→ **Task directions**
Below are records. Find each line in them that holds the word "free" and copy it.

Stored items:
Start of Block

PR #1116, opened 2024-06-17
feat: create tag via Gitlab release (#1115)

afrimberger:
Create tag via Gitlab release #1115

Issue #1115, opened 2024-06-14
Gitlab: Create release without requiring git push


afrimberger:
**Current behavior**

Creating a Gitlab release without previous `git push` fails with `Response code 422 (Unprocessable Entity)` even though the Gitlab [releases API](https://docs.gitlab.com/ee/api/releases/#create-a-release) can create the corresponding tag automatically if it doesn't exist, yet (by passing `ref`).

**Motivation**

Using only the Gitlab API is much easier because you can just use the default token injected into the build job (`CI_JOB_TOKEN`). For using `git push` you need to create an Access Token what is cumbersome.

**Example configuration**

```json
{
  "git": {
    "push": false,
    "tag": false,
    "commit": false,
    "requireCleanWorkingDir": true
  },
  "gitlab": {
    "release": true,
    "tokenRef": "CI_JOB_TOKEN",
    "tokenHeader": "Job-Token"
  }
}
```

**What needs to be changed**

Just pass `branchName` in the field `ref` in the `createRelease()` method. Two lines in `GitLab.js` need to be adapted:

[Line 184](https://github.com/release-it/release-it/blob/3056a184265d60487ea570f85cfcd9835c6f8bb6/lib/plugin/gitlab/GitLab.js#L184):
```javascript
const { tagName, branchName } = this.config.getContext();
```

and [Line 200](https://github.com/release-it/release-it/blob/3056a184265d60487ea570f85cfcd9835c6f8bb6/lib/plugin/gitlab/GitLab.js#L200):
```javascript
const options = {
    json: {
        name,
        ref: branchName,  // pass branch name
        tag_name: tagName,
        description
    }
};
```

webpro:
Thanks @afrimberger, feel free to open a pull request and I'm happy to look into it.

fjakop:
We would appreciate this also very much, please merge this.

webpro:
Can't merge, unfortunately the PR contains issues.

robross0606:
> Can't merge, unfortunately the PR contains issues.

@webpro, what issues?

webpro:
https://github.com/release-it/release-it/pull/1116#issuecomment-2182254217

Feel free to open a new PR though, seems like a fairly doable feat.

robross0606:
You would think so, but the test feedback is almost non-existent.  What is failing?  The MR changes are so minimal, I can't fathom what's failing.

webpro:
[...]

PR #1161, opened 2024-10-11
feat: create tag via Gitlab release (#1115)

robross0606:
Replacement for release-it#1116  as per https://github.com/release-it/release-it/pull/1116#issuecomment-2405765425 with:

- Functional unit tests. 🤞 
- Support for `tag_message` to [GitLab API](https://docs.gitlab.com/ee/api/releases/#create-a-release) via `git.tagAnnotation`.

### DIFF
--- a/test/gitlab.js
+++ b/test/gitlab.js
@@ -2,6 +2,8 @@ import fs from 'node:fs';
 import test from 'ava';
 import sinon from 'sinon';
 import nock from 'nock';
+import { isCI } from 'ci-info';
+import Git from '../lib/plugin/git/Git.js';
 import GitLab from '../lib/plugin/gitlab/GitLab.js';
 import { factory, runTasks } from './util/index.js';
 import {
@@ -63,6 +65,9 @@ test.serial('should upload assets and release', async t => {
   const gitlab = factory(GitLab, { options });
   sinon.stub(gitlab, 'getLatestVersion').resolves('2.0.0');
 
+  const git = factory(Git, { options });
+  const branchName = await git.getBranchName();
+
   interceptUser();
   interceptCollaborator();
   interceptMilestones({
@@ -89,7 +94,9 @@ test.serial('should upload assets and release', async t => {
   interceptPublish({
     body: {
       name: 'Release 2.0.1',
+      ref: isCI ? 'HEAD' : branchName,
       tag_name: '2.0.1',
+      tag_message: 'Release 2.0.1',
       description: 'Custom notes',
       assets: {
         links: [
--- a/test/tasks.interactive.js
+++ b/test/tasks.interactive.js
@@ -171,7 +171,9 @@ test.serial('should run "after:*:release" plugin hooks', async t => {
     project,
     body: {
       name: 'Release 1.1.0',
+      ref: 'master',
       tag_name: '1.1.0',
+      tag_message: 'Release 1.1.0',
       description: `* More file (${sha})`
     }
   });
--- a/test/tasks.js
+++ b/test/tasks.js
@@ -270,7 +270,9 @@ test.serial('should release all the things (pre-release, github, gitlab)', async
     project,
     body: {
       name: 'Release 1.1.0-alpha.0',
+      ref: 'master',
       tag_name: 'v1.1.0-alpha.0',
+      tag_message: `${owner} ${owner}/${project} ${project}`,
       description: `Notes for ${pkgName}: ${sha}`,
       assets: {
         links: [
--- a/lib/plugin/gitlab/GitLab.js
+++ b/lib/plugin/gitlab/GitLab.js
@@ -189,10 +189,11 @@ class GitLab extends Release {
 
   async createRelease() {
     const { releaseName } = this.options;
-    const { tagName } = this.config.getContext();
+    const { tagName, branchName, git: { tagAnnotation } = {} } = this.config.getContext();
     const { id, releaseNotes, repo, origin } = this.getContext();
     const { isDryRun } = this.config;
     const name = format(releaseName, this.config.getContext());
+    const tagMessage = format(tagAnnotation, this.config.getContext());
     const description = releaseNotes || '-';
     const releaseUrl = `${origin}/${repo.repository}/-/releases`;
     const releaseMilestones = this.getReleaseMilestones();
@@ -208,7 +209,9 @@ class GitLab extends Release {
     const options = {
       json: {
         name,
+        ref: branchName,
         tag_name: tagName,
+        tag_message: tagMessage,
         description
       }
     };
--- a/package-lock.json
+++ b/package-lock.json
@@ -6384,11 +6384,11 @@
       ]
     },
     "node_modules/micromatch": {
-      "version": "4.0.5",
-      "resolved": "https://registry.npmjs.org/micromatch/-/micromatch-4.0.5.tgz",
-      "integrity": "sha512-DMy+ERcEW2q8Z2Po+WNXuw3c5YaUSFjAO5GsJqfEl7UjvtIuFKO6ZrKvcItdy98dwFI2N1tg3zNIdKaQT+aNdA==",
+      "version": "4.0.8",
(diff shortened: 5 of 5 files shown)


package.json
```diff
@@ -140,5 +140,8 @@
     "plugins": [
       "preset-webpro"
     ]
+  },
+  "volta": {
+    "node": "18.20.4"
```
webpro, line 145: I'm OK with including this, but would it make sense to use the same range as `engines.node`?

test/tasks.js
```diff
@@ -237,7 +237,7 @@ test.serial('should release with correct tag name', async t => {
   exec.restore();
 });
 
-test.serial('should release all the things (pre-release, github, gitlab)', async t => {
+test.serial.only('should release all the things (pre-release, github, gitlab)', async t => {
```
webpro, line 240: Please remove `.only`

webpro (approved):
Thanks @robross0606. LGTM, just two small things.

package.json
robross0606: Oops, sorry!  I didn't mean to commit that.  `volta` doesn't support ranges.  That was meant purely for my local config.  I will remove.

robross0606: Removed.

test/tasks.js
robross0606: Removed

robross0606:
Well I'll be...  It is failing in some scenarios but not failing locally.  I don't have all the alternate OS to test this.

test/gitlab.js
```diff
@@ -89,7 +89,9 @@ test.serial('should upload assets and release', async t => {
   interceptPublish({
     body: {
       name: 'Release 2.0.1',
+      ref: 'feature/gitlab-release-with-ref',
```
robross0606, line 92: This is causing a unit test problem since `branchName` resolves differently when tests are run locally than when being run on the server.  Locally this resolves to `'feature/gitlab-release-with-ref'` but it is resolving to `'HEAD'` when run on GitHub.

robross0606: @webpro, I think I've reached the limit of how I can help here without some guidance.  I'm having a heckuva time trying to figure out how to solve this.  There's very little inline documentation, and I'm unfamiliar with several of the core libraries being used.

robross0606: Unless I'm mistaken, one of the key differences in the `gitlab.js` tests is that it does not start by initializing an empty git repository from which to run tests.  Both `tasks.interactive.js` and `tasks.js` do this with `beforeEach()` but `gitlab.js` does not.  Because of this, the tests in this suite are not deterministic because `branchName` would evaluate differently for every branch in which the tests are run.  This feels like a more fundamental problem with the unit test setup than I am equipped to resolve and somewhat outside the scope of this specific ticket.

robross0606: One thing we _could_ do here to side-step the issue entirely is to change the `nock` body matching for the `ref` property to some type of regex for that specific test:
image
I don't know how you'd feel about that.  It feels a little like cheating. 🙂

test/tasks.interactive.js
```diff
@@ -171,7 +171,9 @@ test.serial('should run "after:*:release" plugin hooks', async t => {
     project,
     body: {
       name: 'Release 1.1.0',
+      ref: 'master',
```
webpro, line 174:
```suggestion
      ref: isCI ? 'HEAD' : 'main',
```

test/tasks.js
```diff
@@ -270,7 +270,9 @@ test.serial('should release all the things (pre-release, github, gitlab)', async
     project,
     body: {
       name: 'Release 1.1.0-alpha.0',
+      ref: 'master',
```
webpro, line 273:
```suggestion
      ref: isCI ? 'HEAD' : 'main',
```

test/gitlab.js
webpro: Wouldn't be the end of the world if required, but let's try my suggestion first :)

webpro (commented):
Thanks for all the efforts you've put into this! Let's see if we can wrap this up.

test/gitlab.js
robross0606: Which suggestion?  This definitely won't continue working as-is because I currently have the name of my current branch in there.  If I were to leave it as-is, it would eventually fail on someone else's branch with a different name.  One other thing we could do is detect the current branch's name and use that in lieu of my hard-coded one in your `isCI` check.

test/tasks.interactive.js
robross0606: Where does `isCI` come from?  I don't see that as being a valid variable.  I do see a function of that name buried in various `config` objects in the test, not not directly as a free-standing variable.

webpro: Oh dang, auto-import when I type in IDE:

```
import { isCI } from 'ci-info';
```

robross0606: Because this appears to create a new "bare" repo and use that as the basis for further testing, I think this one will always be "master" no matter what.  It is only the `gitlab.js` tests that having this problem because it doesn't test within a temporary bare repo.

test/tasks.js
robross0606: Because this appears to create a new "bare" repo and use that as the basis for further testing, I think this one will always be "master" no matter what.  It is only the `gitlab.js` tests that having this problem because it doesn't test within a temporary bare repo.

test/tasks.interactive.js
webpro: Normally I'd push to your branch but somehow that isn't working now.

test/tasks.js
webpro: The default on both GitHub and my machine is "main".

webpro: And the test in the CI test runner env says `HEAD`.

robross0606: Interesting.  This is _very_ envirionment-specific.

webpro: We're using any string on any machine=, but in CI a fresh checkout is always `HEAD` if I'm not mistaken. If my assumption is incorrect we can just always use the regex match.

robross0606: This does not appear to be correct.  All the places I changed to `'HEAD'` are now failing because they are being issued as `'master'`.  `'HEAD'` is a not really a branch name.  It is a shortcut to the latest commit.  It might be evaluating that way in CI in certain places if you're checking out "untracked" which means the working code is not related to any specific upstream branch.  However, for the two tests on `tasks` and `tasks.interactive` those always appear to be `'master'` (at least locally an on CI) because they're operating from a completely independent bare repository which is created in a temporary directory.  In other words, those two sets of tests don't operate directly on the `release-it`'s repository while `gitlab` tests do.

webpro: >  those two sets of tests don't operate directly on the `release-it`'s repository while `gitlab` tests do

I totally missed that the GitLab tests do this. Sorry, been a while working on those. That's pretty bad actually. Still, I would not expect `actions/checkout` to create a `master` branch (https://github.com/release-it/release-it/actions/runs/11333030713/job/31516426458#step:2:83) so I guess we're operating on it from the tests. Thanks for bearing with me :)

robross0606: `actions/checkout` is not creating a master branch.  If you look, those two tests use the `gitAdd()` utility function to create a whole separate "bare" repository from which to work.  So it is basically creating an entirely separate bogus repo from which to run tests.  This seems like a much better and controlled approach than what the `gitlab.js` tests are doing which relies on whatever the environment happens to be doing with the `release-it` repo itself.

webpro: Yes, I think we're saying the same.

robross0606: Unless I'm mistaken (GitHub workflow is still a little new to me), I think all tests have now passed.

webpro:
:rocket: _This pull request is included in v17.9.0. See [Release 17.9.0](https://github.com/release-it/release-it/releases/tag/17.9.0) for release notes._

PR #1166, opened 2024-10-16
Add proper Content-Type header to fetch requests

jeffesquivels:
The `got` npm package [sets the proper](https://github.com/sindresorhus/got/blob/main/documentation/quick-start.md?plain=1#L60) `Content-Type` header when the body of a request is set to `json`. This behavior [was not ported](https://github.com/release-it/release-it/commit/696f0821fa871a794dba9eabdcc960554f073eab#diff-44f297bf9ddf782cf7057c9b2755dedcb77fd7e168cbd354690eb933a9b5022bR166-R169) when `got` and `node-fetch` were removed in favor of NodeJS' native `fetch` API.

This PR fixes this.


webpro:
Thanks @jeffesquivels! Happy to merge. Just wonder if `text/plain` is the best fallback. I will pick up #1167 so we'll see :)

End of Block

→ **Task output**
Thanks @afrimberger, feel free to open a pull request and I'm happy to look into it.
Feel free to open a new PR though, seems like a fairly doable feat.
robross0606: Where does `isCI` come from?  I don't see that as being a valid variable.  I do see a function of that name buried in various `config` objects in the test, not not directly as a free-standing variable.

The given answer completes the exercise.